LOS ANGELES: A second California doctor was sentenced on Tuesday to eight months of home confinement for illegally supplying “Friends” star Matthew Perry with ketamine, the powerful sedative that caused the actor’s fatal drug overdose in a hot tub in 2023.
Dr. Mark Chavez, 55, a onetime San Diego-based physician, pleaded guilty in federal court in October to a single felony count of conspiracy to distribute the prescription anesthetic and surrendered his medical license in November.
Judge Sherilyn Peace Garnett also sentenced Chavez to 300 hours of community service. As part of his plea agreement, Chavez admitted to selling ketamine to another physician Dr. Salvador Plasencia, 44, who in turn supplied the drug to Perry, though not the dose that ultimately killed the performer. Plasencia, who pleaded guilty to four counts of unlawful drug distribution, was sentenced earlier this month to 2 1/2 years behind bars.

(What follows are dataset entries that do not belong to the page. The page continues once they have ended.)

PR #5529, opened 2021-11-09
rl-2.4.md: Evaluator requires registered store paths

### LINKED ISSUE #5495: Nix 2.4 regression, missing paths when evaluating inside the sandbox.
**Describe the bug**

While updating the `nix` package in Nixpkgs, https://github.com/NixOS/nixpkgs/pull/144197#issuecomment-958442489

The `nixpkgs-release-checks` derivation invokes a few `nix-*` commands inside the sandbox. This used to work.

The command that breaks inside the sandbox is:

```

        nix-env -f $src \
            --show-trace --argstr system "$platform" \
            --arg config '{ allowAliases = false; }' \
            -qa --drv-path --system-filter \* --system \
            "''${opts[@]}" 2>&1 >/dev/null | tee eval-warnings.log

```

**Steps To Reproduce**

1. Rebase nixpkgs PR 144197 onto 88d6a4f9ef8ec7aa00f6c810b3fe244f991eaf00 (base of the PR at the time of discovery)
2. `nix-build pkgs/top-level/release.nix -A tarball.nixpkgs-basic-release-checks`

**Expected behavior**

Build success.

My NixOS nix-daemon is
nix-env (Nix) 2.4pre20210707_02dd6bb

The Nix in the sandbox is the first 2.4 release.

**Additional context**

I've tried a different store location, but that did not make a difference; see diff.

```diff
--- a/pkgs/top-level/nixpkgs-basic-release-checks.nix
+++ b/pkgs/top-level/nixpkgs-basic-release-checks.nix
@@ -5,8 +5,8 @@ pkgs.runCommand "nixpkgs-release-checks" { src = nixpkgs; buildInputs = [nix]; }
 
     export NIX_STATE_DIR=$TMPDIR
     export NIX_PATH=nixpkgs=$TMPDIR/barf.nix
-    opts=(--option build-users-group "")
-    nix-store --init
+    opts=(--option build-users-group "" --option store "$TMPDIR/.physical-store-location")
+    nix-store --init "''${opts[@]}"
 
     echo 'abort "Illegal use of <nixpkgs> in Nixpkgs."' > $TMPDIR/barf.nix
```

Console log (regardless of diff above):

```
nixpkgs]$ nix-build pkgs/top-level/release.nix -A tarball.nixpkgs-basic-release-checks 
  /nix/store/bgm2hvq921fafirbqw7svjnvmnvy7kf6-nixpkgs-release-checks.drv
building '/nix/store/bgm2hvq921fafirbqw7svjnvmnvy7kf6-nixpkgs-release-checks.drv'...
checking Nixpkgs on x86_64-linux
error: path '/nix/store/hdr4yj37klan2w6dlif6hpbfazcxxb48-source' is not valid

       … while adding path '/nix/store/hdr4yj37klan2w6dlif6hpbfazcxxb48-source/pkgs/tools/misc/fx_cast'

       at /nix/store/hdr4yj37klan2w6dlif6hpbfazcxxb48-source/pkgs/build-support/nix-gitignore/default.nix:162:5:

          161|   gitignoreFilterSourcePure = filter: patterns: root:
          162|     filterSource (gitignoreFilterPure filter patterns root) root;
             |     ^
          163|

       … while evaluating 'gitignoreFilterSourcePure'

       at /nix/store/hdr4yj37klan2w6dlif6hpbfazcxxb48-source/pkgs/build-support/nix-gitignore/default.nix:161:49:

          160|
          161|   gitignoreFilterSourcePure = filter: patterns: root:
             |                                                 ^
          162|     filterSource (gitignoreFilterPure filter patterns root) root;

       … from call site

       at /nix/store/hdr4yj37klan2w6dlif6hpbfazcxxb48-source/pkgs/tools/misc/fx_cast/node-packages.nix:1697:13:

         1696|       name = args.name + "-package-json";
         1697|       src = nix-gitignore.gitignoreSourcePure [
             |             ^
         1698|         "*"

       … while evaluating the attribute 'src' of the derivation 'fx_cast_bridge-package-json'

       at /nix/store/hdr4yj37klan2w6dlif6hpbfazcxxb48-source/pkgs/stdenv/generic/make-derivation.nix:205:7:

          204|     // (lib.optionalAttrs (attrs ? name || (attrs ? pname && attrs ? version)) {
          205|       name =
             |       ^
          206|         let

       … while evaluating the attribute 'installPhase' of the derivation 'node-dependencies-fx_cast_bridge-0.1.2'

       at /nix/store/hdr4yj37klan2w6dlif6hpbfazcxxb48-source/pkgs/stdenv/generic/make-derivation.nix:205:7:

          204|     // (lib.optionalAttrs (attrs ? name || (attrs ? pname && attrs ? version)) {
          205|       name =
             |       ^
          206|         let

       … while evaluating the attribute 'buildPhase' of the derivation 'fx_cast_bridge-0.1.2'

       at /nix/store/hdr4yj37klan2w6dlif6hpbfazcxxb48-source/pkgs/stdenv/generic/make-derivation.nix:205:7:

          204|     // (lib.optionalAttrs (attrs ? name || (attrs ? pname && attrs ? version)) {
          205|       name =
             |       ^
          206|         let

       … while querying the derivation named 'fx_cast_bridge-0.1.2'
error: builder for '/nix/store/bgm2hvq921fafirbqw7svjnvmnvy7kf6-nixpkgs-release-checks.drv' failed with exit code 1;
       last 10 log lines:
       >        … while evaluating the attribute 'buildPhase' of the derivation 'fx_cast_bridge-0.1.2'
       >
       >        at /nix/store/hdr4yj37klan2w6dlif6hpbfazcxxb48-source/pkgs/stdenv/generic/make-derivation.nix:205:7:
       >
       >           204|     // (lib.optionalAttrs (attrs ? name || (attrs ? pname && attrs ? version)) {
       >           205|       name =
       >              |       ^
       >           206|         let
       >
       >        … while querying the derivation named 'fx_cast_bridge-0.1.2'
       For full logs, run 'nix log /nix/store/bgm2hvq921fafirbqw7svjnvmnvy7kf6-nixpkgs-release-checks.drv'.

```

roberth:
Closes #5495 

Needs backport.

### DIFF
--- a/doc/manual/src/release-notes/rl-2.4.md
+++ b/doc/manual/src/release-notes/rl-2.4.md
@@ -339,6 +339,16 @@ more than 2800 commits from 195 contributors since release 2.3.
 * We no longer release source tarballs. If you want to build from
   source, please build from the tags in the Git repository.
 
+* The Nix evaluator refuses to read from unregistered store paths,
+  to prevent reading garbage files.
+  This breaks builds that run the Nix evaluator in the sandbox using
+  an initially empty `NIX_STATE_DIR` but still using the regular store.
+  Builds that run the evaluator must now use a fresh store dir, where
+  sources can be written, registered and imported as expected.
+  See [#5495](https://github.com/NixOS/nix/issues/5495#issuecomment-964443016)
+  and [Nixpkgs#144197](https://github.com/NixOS/nixpkgs/commit/ca5ecbed4b5775f873fa15d7bf064b00d9e2862a)
+  for an example of a fix.
+
 ## Contributors
 
 This release has contributions from


doc/manual/src/release-notes/rl-2.4.md
```diff
@@ -339,6 +339,16 @@ more than 2800 commits from 195 contributors since release 2.3.
 * We no longer release source tarballs. If you want to build from
   source, please build from the tags in the Git repository.
 
+* The Nix evaluator refuses to read from unregistered store paths,
+  to prevent reading garbage files.
+  This breaks builds that run the Nix evaluator in the sandbox using
+  an initially empty `NIX_STATE_DIR` but still using the regular store.
+  Builds that run the evaluator must now use a fresh store dir, where
```
edolstra, line 346:
```suggestion
  Builds that run the evaluator must now use a fresh store, where
```

doc/manual/src/release-notes/rl-2.4.md
```diff
@@ -339,6 +339,16 @@ more than 2800 commits from 195 contributors since release 2.3.
...
+  sources can be written, registered and imported as expected.
+  See [#5495](https://github.com/NixOS/nix/issues/5495#issuecomment-964443016)
+  and [Nixpkgs#144197](https://github.com/NixOS/nixpkgs/commit/ca5ecbed4b5775f873fa15d7bf064b00d9e2862a)
+  for an example of a fix.
```
edolstra, line 350: I'm not sure that those fixes are great advise. People really shouldn't use `NIX_STATE_DIR` and `NIX_STORE_DIR`. It's better to use `--store dummy://` if you don't need a writable store (which should be the case for Nixpkgs), or `--store /some/path` if you do.

roberth: I don't think `dummy` is sufficient, because it seems that the affected build needs to import from source; add a source (`builtins.path` etc) to the store and read back from it during evaluation.

edolstra: I think that points at a major bug in Nixpkgs. It should be possible to evaluate it in read-only mode. If that's not the case it has to be fixed.

roberth: `--store /some/path` is not sufficient and `--readonly-mode` does not seem to affect the outcome either. See https://github.com/NixOS/nixpkgs/pull/145501

edolstra: Strange, I tried `nix-env -qa --drv-path --store dummy://` and it works.

roberth: Well, it's still the same error.

regnat: @edolstra the problem isn’t really about having a read-only store or not.

The issue here (in the linked issue I mean) is that the evaluation happens inside a derivation (doing some kind of read-only recursive Nix), and the files being evaluated are the inputs of the derivation (so are under `/nix/store`). And when the evaluator tries to access a path that’s under `storeDir`, it will assume that it’s meant as a store path, and so check its validity. Which fails inside the sandbox because although it has a view of a subset of the store, it doesn’t have access to the host’s Nix db to know that the path is indeed valid. Hence the error.

The reason for using `NIX_STORE_DIR` is just to prevent Nix from trying to check these paths (which look like store paths, but aren’t really). Using `--store 'dummy://?store=/somewhere/else'` would probably have the same effect

roberth:
Please merge or close.

roberth:
Let's just move on.

PR #5534, opened 2021-11-10
2.4 Backport: Allow references in addPath

ElvishJerricco:
Backports #5494 to 2.4.

### DIFF
--- a/src/libexpr/primops.cc
+++ b/src/libexpr/primops.cc
@@ -1859,12 +1859,12 @@ static void addPath(
         // be rewritten to the actual output).
         state.realiseContext(context);
 
+        StorePathSet refs = StorePathSet();
+
         if (state.store->isInStore(path)) {
             auto [storePath, subPath] = state.store->toStorePath(path);
-            auto info = state.store->queryPathInfo(storePath);
-            if (!info->references.empty())
-                throw EvalError("store path '%s' is not allowed to have references",
-                    state.store->printStorePath(storePath));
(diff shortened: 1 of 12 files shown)


edolstra:
Since this is a new feature and not a bug fix (AFAIK) we shouldn't backport it to 2.4.

yu-re-ka:
This feature was supported before in 2.3, so users have started relying on it. Not having it in 2.4 effectively would prevent nixpkgs from updating until 2.5.

yu-re-ka:
This feature was supported before in 2.3, so people have started relying on it.

chuchana:
Upgrading nix from v2.3.16 to v2.4 broke `nix-env --upgrade` for me:
`error: store path '/nix/store/[…]' is not allowed to have references`

Unless I'm mistaken, this should work again once the next version built off the current master is released. So while it might not technically be a bugfix, it very much feels like one.

Ericson2314:
Yes it's fixing and unintentional breaking change between 2.3 and 2.4, that's reason enough to consider it a bugfix.

yu-re-ka:
Any update on this?

jokogr:
This seems to block me from using `nix-shell` when on `nixpkgs-21.11-darwin` using nix flake and nix-darwin, #5539 could be related.

(Things were working just fine with nixpkgs-21.05-darwin and nix 2.3)

jokogr:
@edolstra would you consider merging this?

Mic92:
This version is no longer maintained.

PR #5536, opened 2021-11-11
Install nlohmann_json headers

roberth:
These headers are included by the libexpr, libfetchers, libstore
and libutil headers.
Considering that these are vendored sources, Nix should expose them,
as it is not a good idea for reverse dependencies to rely on a
potentially different source that can go out of sync.

### DIFF
--- a/Makefile
+++ b/Makefile
@@ -10,6 +10,7 @@ makefiles = \
   src/libexpr/local.mk \
   src/libcmd/local.mk \
   src/nix/local.mk \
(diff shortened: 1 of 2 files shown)


roberth:
@edolstra Could you review, to make the includes complete?

roberth:
@regnat Could you help us out?

grawlinson:
This particular commit causes conflicts with system provided package `nlohmann-json` on every Linux distribution.

PR #5538, opened 2021-11-11
src/nlohmann: Add license and readme

roberth:
We're not relicensing it.


edolstra:
json.hpp already contains the license, right? So I'm not sure that we need a separate license file.

roberth:
`json_fwd.hpp` doesn't, and I didn't read `json.hpp`.

So it wasn't obvious to me.

Issue #4003, opened 2020-09-10
`nix-shell` breaks with an eval-error in `nixpkgs` with Nix 3.0pre


Ma27:
**Describe the bug**

Running `nix-shell` on *any* `nixpkgs` checkout (checked on 1d60af77224f25a0c428b21a34463ed1719caa27) fails with the following error on Nix 3.0:

```
→ nix-shell -A hello
error: --- TypeError -------------------------------------------------------------------------------------------------------------------------------------------------------------------------------------- nix-shell
at: (84:1) in file: /home/ma27/Projects/nixpkgs/pkgs/top-level/impure.nix

    83|
    84| import ./. (builtins.removeAttrs args [ "system" "platform" ] // {
      | ^
    85|   inherit config overlays crossSystem crossOverlays;

anonymous function at /home/ma27/Projects/nixpkgs/pkgs/top-level/default.nix:20:1 called with unexpected argument 'inNixShell'
```

**Expected behavior**

Getting an open `nix-shell`.

**`nix-env --version` output**

```
nix-env (Nix) 3.0pre20200829_f156513
```

**Additional context**

I didn't have the issue on `2.4pre20200721_ff314f1` and identified 626200713bb3cc844a9feb6af583c9b6b42c6dbc (from #3965) to be the problem. Reverting this commit on top of 77d4758cf2f45a6e999646e292ae563d6f987716 fixes the issue.

The patch 626200713bb3cc844a9feb6af583c9b6b42c6dbc fixes a bug where auto-calling a function `a@{ ... }: a` is missing all extra-arguments when being called from CLI with `nix-instantiate --argstr arg value` as the evaluator *only* added the attributes that were defined in the `{ ... }`-expression.

While this fixes an actual bug, this breaks [`pkgs/top-level/impure.nix` from `nixpkgs`](https://github.com/NixOS/nixpkgs/blob/6e72633c4202e1a22bbd0d3d7950e92e6de73f1d/pkgs/top-level/impure.nix) since this file defines a function with an *ellipsis*. And all arguments `a@{ ... }` from this function get passed to [`pkgs/top-level/default.nix`](https://github.com/NixOS/nixpkgs/blob/6e72633c4202e1a22bbd0d3d7950e92e6de73f1d/pkgs/top-level/default.nix#L20) which defines a function **without** an ellipsis.

[...]

PR #5543, opened 2021-11-12
Be mindful about the default arguments passed to nixpkgs in nix-shell

andir:
Starting with 6eeb6f9c84 Nix started injecting `inNixShell`
unconditonally into all nix-shell calls. This caused to a minor breakage
with old Nix expressions that had a thin wrapper around nixpkgs. While
we can fix those projects we should try to be backwards compatible in
this regard.

The error encountered in those cases looked like this:
```
    error: anonymous function at /home/andi/dev/nixos/nix/tests/shell-empty-attrs-args.nix:1:1 called with unexpected argument 'inNixShell'
           at «string»:1:18:

                1| {...}@args: with import <nixpkgs> args; (pkgs.runCommandCC or pkgs.runCommand) "shell" { buildInputs = [ (foo) (run) (echo "$(foo)") ]; } ""
                 |                  ^

           … while evaluating anonymous lambda

           at «string»:1:1:

                1| {...}@args: with import <nixpkgs> args; (pkgs.runCommandCC or pkgs.runCommand) "shell" { buildInputs = [ (foo) (run) (echo "$(foo)") ]; } ""
                 | ^

           … from call site
```

This should be backported to 2.4.

### DIFF
--- a/tests/nix-shell.sh
+++ b/tests/nix-shell.sh
@@ -52,6 +52,11 @@ output=$(NIX_PATH=nixpkgs="$shellDotNix" nix-shell --pure -p foo bar --run 'echo
 output=$(NIX_PATH=nixpkgs="$shellDotNix" nix-shell --pure -p foo --argstr fooContents baz --run 'echo "$(foo)"')
 [ "$output" = "baz" ]
 
+# Test nix-shell -p with older versions of Nixpkgs that do not expect
+# the (new) isNixShell attribute.
+output=$(NIX_PATH=nixpkgs=shell-empty-attrs-args.nix nix-shell --pure -p foo --run 'echo "$(foo)"')
+[ "$output" = "zes" ]
+
 # Test nix-shell shebang mode
 sed -e "s|@ENV_PROG@|$(type -P env)|" shell.shebang.sh > $TEST_ROOT/shell.shebang.sh
 chmod a+rx $TEST_ROOT/shell.shebang.sh
--- a/tests/nix-shell.sh
+++ b/tests/nix-shell.sh
@@ -52,6 +52,18 @@ output=$(NIX_PATH=nixpkgs="$shellDotNix" nix-shell --pure -p foo bar --run 'echo
 output=$(NIX_PATH=nixpkgs="$shellDotNix" nix-shell --pure -p foo --argstr fooContents baz --run 'echo "$(foo)"')
 [ "$output" = "baz" ]
 
+# Test that we are compatible with an old nixpkgs that doesn't accept the
+# inNixShell attribute
+output=$(NIX_PATH=nixpkgs="$PWD/shell-no-in-nix-shell.nix" nix-shell --pure -p foo)
+[ "$output" = "noInNixShell" ]
+
+# Test that passing arguments that aren't part of the formals (of the outer
+# shell expression) are still passed into the expression while *not* passing
+# inNixShell
+output=$(NIX_PATH=nixpkgs="$PWD/shell-no-in-nix-shell.nix" nix-shell --pure -p foo --argstr fooContents zes)
+[ "$output" = "zes" ]
+
+
 # Test nix-shell shebang mode
 sed -e "s|@ENV_PROG@|$(type -P env)|" shell.shebang.sh > $TEST_ROOT/shell.shebang.sh
 chmod a+rx $TEST_ROOT/shell.shebang.sh
--- a/tests/nix-shell.sh
+++ b/tests/nix-shell.sh
@@ -52,11 +52,6 @@ output=$(NIX_PATH=nixpkgs="$shellDotNix" nix-shell --pure -p foo bar --run 'echo
 output=$(NIX_PATH=nixpkgs="$shellDotNix" nix-shell --pure -p foo --argstr fooContents baz --run 'echo "$(foo)"')
 [ "$output" = "baz" ]
 
-# Test nix-shell -p with older versions of Nixpkgs that do not expect
-# the (new) isNixShell attribute.
-output=$(NIX_PATH=nixpkgs=shell-empty-attrs-args.nix nix-shell --pure -p foo --run 'echo "$(foo)"')
-[ "$output" = "zes" ]
-
 # Test nix-shell shebang mode
 sed -e "s|@ENV_PROG@|$(type -P env)|" shell.shebang.sh > $TEST_ROOT/shell.shebang.sh
 chmod a+rx $TEST_ROOT/shell.shebang.sh
--- a/src/nix-build/nix-build.cc
+++ b/src/nix-build/nix-build.cc
@@ -270,7 +270,12 @@ static void main_nix_build(int argc, char * * argv)
 
     if (packages) {
         std::ostringstream joined;
-        joined << "{...}@args: with import <nixpkgs> args; (pkgs.runCommandCC or pkgs.runCommand) \"shell\" { buildInputs = [ ";
+        joined << "{...}@args: "
+               << "let nixpkgs = import <nixpkgs>; "
+               << "nixpkgsArgs = builtins.intersectAttrs (builtins.functionArgs nixpkgs) args; "
+               << "in "
+               << "with nixpkgs nixpkgsArgs; "
+               << "(pkgs.runCommandCC or pkgs.runCommand) \"shell\" { buildInputs = [ ";
         for (const auto & i : left)
             joined << '(' << i << ") ";
         joined << "]; } \"\"";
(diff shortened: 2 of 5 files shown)


grahamc:
Note a #!nix-shell script with -I nixpkgs= pinned to nixos-19.09 breaks without this patch.

andir:
@edolstra any chance you could have a look at this fix?

edolstra:
I'm getting a test failure:

```
    ++ [[  - foo - bar = \ \-\ \f\o\o\ \-\ \b\a\r ]]
    +++ NIX_PATH=nixpkgs=/build/source/tests/ca-shell.nix
    +++ nix-shell --pure -p foo bar --run 'echo "$(foo) $(bar)"'
    warning: unknown experimental feature 'ca-references'
      /build/nix-test/tests/ca/nix-shell/store/nc72sy0m12ya6w0rqaskrjk7x64hq58l-bar.drv
      /build/nix-test/tests/ca/nix-shell/store/ry7jj2wpkgddqjy0y1ww270hlbnplh0m-foo.drv
    Resolved derivation: '/build/nix-test/tests/ca/nix-shell/store/nc72sy0m12ya6w0rqaskrjk7x64hq58l-bar.drv' -> '/build/nix-test/tests/ca/nix-shell/store/x44b2vpcr9qwgfhi7140hjsvrirzs6wq-bar.drv'...
    Resolved derivation: '/build/nix-test/tests/ca/nix-shell/store/ry7jj2wpkgddqjy0y1ww270hlbnplh0m-foo.drv' -> '/build/nix-test/tests/ca/nix-shell/store/mbllmk66bnzhfjsvsmw0qy3kgcaqlrlk-foo.drv'...
    warning: unknown experimental feature 'ca-references'
    building '/build/nix-test/tests/ca/nix-shell/store/x44b2vpcr9qwgfhi7140hjsvrirzs6wq-bar.drv'...
    building '/build/nix-test/tests/ca/nix-shell/store/mbllmk66bnzhfjsvsmw0qy3kgcaqlrlk-foo.drv'...
    ++ output='foo bar'
    ++ '[' 'foo bar' = 'foo bar' ']'
    +++ NIX_PATH=nixpkgs=/build/source/tests/ca-shell.nix
    +++ nix-shell --pure -p foo --argstr fooContents baz --run 'echo "$(foo)"'
    warning: unknown experimental feature 'ca-references'
    ++ output=foo
    ++ '[' foo = baz ']'
make: *** [mk/lib.mk:123: tests/ca/nix-shell.sh.test] Error 1
```

tests/nix-shell.sh
```diff
@@ -58,6 +58,11 @@ output=$(NIX_PATH=nixpkgs=shell.nix nix-shell --pure -p foo bar --run 'echo "$(f
 output=$(NIX_PATH=nixpkgs=shell.nix nix-shell --pure -p foo --argstr fooContents baz --run 'echo "$(foo)"')
 [ "$output" = "baz" ]
 
+# Test nix-shell -p with custom nixpkgs expression that does not expect
+# the (new) isNixShell attribute
```
edolstra, line 62:
```suggestion
# Test nix-shell -p with older versions of Nixpkgs that do not expect
# the (new) isNixShell attribute.
```

We don't support `nixpkgs` pointing to things that are not Nixpkgs. We do want to support older versions of Nixpkgs however.

andir:
> I'm getting a test failure:
> 
> ```
>     ++ [[  - foo - bar = \ \-\ \f\o\o\ \-\ \b\a\r ]]
>     +++ NIX_PATH=nixpkgs=/build/source/tests/ca-shell.nix
>     +++ nix-shell --pure -p foo bar --run 'echo "$(foo) $(bar)"'
>     warning: unknown experimental feature 'ca-references'
>     these 2 derivations will be built:
>       /build/nix-test/tests/ca/nix-shell/store/nc72sy0m12ya6w0rqaskrjk7x64hq58l-bar.drv
>       /build/nix-test/tests/ca/nix-shell/store/ry7jj2wpkgddqjy0y1ww270hlbnplh0m-foo.drv
>     Resolved derivation: '/build/nix-test/tests/ca/nix-shell/store/nc72sy0m12ya6w0rqaskrjk7x64hq58l-bar.drv' -> '/build/nix-test/tests/ca/nix-shell/store/x44b2vpcr9qwgfhi7140hjsvrirzs6wq-bar.drv'...
>     Resolved derivation: '/build/nix-test/tests/ca/nix-shell/store/ry7jj2wpkgddqjy0y1ww270hlbnplh0m-foo.drv' -> '/build/nix-test/tests/ca/nix-shell/store/mbllmk66bnzhfjsvsmw0qy3kgcaqlrlk-foo.drv'...
>     warning: unknown experimental feature 'ca-references'
>     building '/build/nix-test/tests/ca/nix-shell/store/x44b2vpcr9qwgfhi7140hjsvrirzs6wq-bar.drv'...
>     building '/build/nix-test/tests/ca/nix-shell/store/mbllmk66bnzhfjsvsmw0qy3kgcaqlrlk-foo.drv'...
>     ++ output='foo bar'
>     ++ '[' 'foo bar' = 'foo bar' ']'
>     +++ NIX_PATH=nixpkgs=/build/source/tests/ca-shell.nix
>     +++ nix-shell --pure -p foo --argstr fooContents baz --run 'echo "$(foo)"'
>     warning: unknown experimental feature 'ca-references'
>     ++ output=foo
>     ++ '[' foo = baz ']'
> make: *** [mk/lib.mk:123: tests/ca/nix-shell.sh.test] Error 1
> make: *** Waiting for unfinished jobs....
> ```

I am not able to reproduce that locally with `make installcheck`. However, I had to revert 09471d2680292af48b2788108de56a8da755d661 as that caused a test to fail with `can't compare lists to lists` (or something along the lines).

andir:
I wonder how CI ever passed with my patch. 🤔 Anyway. The implementation is wrong and the fix doesn't appear to be as simple as I did hope.

First of, the current implementation (proposed here in  e1b9bb70b7a13707c3ec8d24aab739c7580782fb and earlier) removes all arguments that are not part of the formal function arguments. Less than ideal and probably breaking someone's code.

Then there is also the whole story that is covered in #4003. While that issue was forward fixed in Nixpkgs we never thought about backwards compatibility in that PR (or related conversations).

The flaw in my implementation is that it might work in the tests but wouldn't work with actual Nixpkgs. In nixpkgs the attribute is never part of any function signature but is just removed from the arguments if passed:
https://github.com/Ma27/nixpkgs/blob/fa6064ad86a020f52a75219bff044714f2a9ebbd/pkgs/top-level/impure.nix#L84

If we want to retain backwards compatibility, we can't inject the `inNixShell` attribute without hacks such as evaluating without it if it fails the first time around.

I've reverted my changes in this PR and added test cases that should pass if we are backwards compatible instead.


@edolstra any pointers on what we should do here? Isn't the `IN_NIX_SHELL` environment variable enough to do whatever the feature was originally designed to do?

edolstra:
@andir See #3168. The problem with `IN_NIX_SHELL` is that it has unclear semantics. It's used to influence both setup hooks (like `shellHook`) and evaluation (as in `src = if getEnv "IN_NIX_SHELL" != "" then null else ./.`). The latter means that unrelated evaluations (e.g. a `nix-build` inside a `nix-shell`) will be affected by `IN_NIX_SHELL` even when that's not intended. Also, it's better not to rely on environment variables in Nix expressions, because they don't work in pure mode.

andir:
> @andir See #3168. The problem with `IN_NIX_SHELL` is that it has unclear semantics. It's used to influence both setup hooks (like `shellHook`) and evaluation (as in `src = if getEnv "IN_NIX_SHELL" != "" then null else ./.`). The latter means that unrelated evaluations (e.g. a `nix-build` inside a `nix-shell`) will be affected by `IN_NIX_SHELL` even when that's not intended. Also, it's better not to rely on environment variables in Nix expressions, because they don't work in pure mode.

When I referred to the environment variable I meant during the shells runtime. Having it available during eval is already impure and that's bad. I don't get why the Nix argument is required at all. It sounds like a hack. We already have shell.nix and equivalent flake attributes for shell expressions. In the simplest case these are the same expression as for a nix build. And if someone wants to reuse the code they should pass that flag via one of the shell expressions.

Injecting `inNixShell` leaks the runtime environment (e.g. the Nix version used) into the expression. It is in no way better that the environment variable we had before.

shurrman:
@andir @edolstra Hi, is there a way to avoid it in a pkgs pinned to 19.x?

andir:
> @andir @edolstra Hi, is there a way to avoid it in a pkgs pinned to 19.x?

Use a stable nix release (<=2.3).

andir:
Since nobody cares about backwards compat I'll close this.

Issue #5507, opened 2021-11-05
Have a mechanism for trusting flake-local Nix options when stdin isn’t a tty


regnat:
When a flake sets a non-whitelisted Nix option, Nix trusts it on a TOFU model: The first call to `nix build` (or any other Nix command) will ask the user whether he wants to apply the option).
However that’s not possible when stdin isn’t a TTY (say a CI job), and the current behavior is to always assume `no` in that case.

Although that’s the sensible default option, there should be a way to override this, probably an `--accept` flag (or at least a way to force Nix in an interactive mode so that we can `yes | nix build`)

_Originally posted by @domenkozar in https://github.com/NixOS/nix/issues/5504#issuecomment-962026288_

PR #5544, opened 2021-11-12
Adds an accept-flake-config flag

tomberek:
Adds a warning when a saved setting is utilized.
Flattens the if logic structure
Corrects incorrect logic where if a setting was accepted, but not allowed to be written; in that case the setting would not be used for that instantiation.

## TODO
- [x] Test case
- [ ] triple-check the if logic

Note: Created during NixUX Hacking Fridays! @regnat @garbas @Radvendii 

Fixes: #5507


regnat:
image :tada:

He and Chavez were the first two of five people convicted in connection with Perry’s ketamine-induced death to be sent off to prison.
The three others scheduled to be sentenced in the coming weeks — Jasveen Sangha, 42, a drug dealer known as the “Ketamine Queen;” a go-between dealer Erik Fleming, 56; and Perry’s former personal assistant, Iwamasa, 60.
Sangha admitted to supplying the ketamine dose that killed Perry, and Iwamasa acknowledged injecting Perry with it. It was Iwamasa who later found Perry, aged 54, face down and lifeless, in the jacuzzi of his Los Angeles home on October 28, 2023.
An autopsy report concluded the actor died from the acute effects of ketamine,” which combined with other factors in causing him to lose consciousness and drown.
Perry had publicly acknowledged decades of substance abuse, including the years he starred as Chandler Bing on the hit 1990s NBC television series “Friends.”
According to federal law enforcement officials, Perry had been receiving ketamine infusions for treatment of depression and anxiety at a clinic where he became addicted to the drug.
When doctors there refused to increase his dosage, he turned to unscrupulous providers elsewhere willing to exploit Perry’s drug dependency as a way to make quick money, authorities said. Ketamine is a short-acting anesthetic with hallucinogenic properties that is sometimes prescribed to treat depression and other psychiatric disorders. It also has seen widespread abuse as an illicit party drug.